The First API That Made Me Believe I Could Automate Work

After the Notion system was running, I wondered if our meter data portal could update it automatically. I did not know what an API was yet. One working Python test later, everything felt possible.

The question started small: could two systems talk to each other?

Once the Notion project management system was running, a new kind of problem became visible. We had better project tracking, but some of the data still had to be collected manually from another system. Every week, PMs would go through projects in the meter data portal and update Notion so the commissioning progress stayed current.

Across the team, that took hours. It was not complex work, but it was repetitive and easy to delay because it required opening another system, checking each project, interpreting the meter information, and then entering the update somewhere else.

One day I had the thought: what if I could pull the data from the portal and push it into Notion automatically?

At that point, I did not know what an API was. I just had the shape of an idea.

I asked ChatGPT a question and fell into the rabbit hole.

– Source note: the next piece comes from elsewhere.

PR #2051, opened 2020-12-14
XML comments for scalar graph types

Shane32:
Also fixes a bug:
- `ULongGraphType` cannot parse integer literals greater than `long.MaxValue` and less than or equal to `ulong.MaxValue`.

I started asking ChatGPT whether the idea was even possible. That led me to APIs, API keys, documentation, endpoints, response data, and all the vocabulary that felt completely foreign at first. I requested access and documentation from the company that hosted our meter data, then started reading what points were exposed.

The first goal was not to build the whole automation. It was just to see if I could pull anything. I asked for help writing a simple Python script, added the API key, called one endpoint, and waited to see what came back.

It worked.

That sounds small now, but at the time it felt like magic. Data from a system I used every week was suddenly available in my terminal. I remember feeling shocked and excited because my brain immediately went to the next thought: if this is possible, a lot more is possible.

The test became a scheduled automation.

After the first pull worked, I started shaping the data into something useful. The script needed to know which meter points were commissioned and which were not. It also needed to sort the counts by commodity, so I built rules for water, thermal, hydro, EV, and gas meters. From there, I connected the Notion API and tested whether those summarized counts could update the right project records.

That worked too. Eventually the script became a weekly automation that runs every Monday at 10:30 AM. It processes 189 projects, pulls the meter data, applies the commissioning logic, and pushes the project-level progress into Notion. The update only moves one way: from the meter data portal into Notion.

Before this, four PMs spent roughly eight hours a week keeping those progress bars current by hand. The automation removed that manual update cycle, but the bigger change was personal. This was the project where I learned Python, APIs, request sequencing, data shaping, and how to avoid hammering a server. It was also where I realized AI tools could help me build things I did not yet know how to build.

  • Runs every Monday at 10:30 AM.
  • Processes 189 projects per run.
  • Saves roughly eight hours a week across four PMs.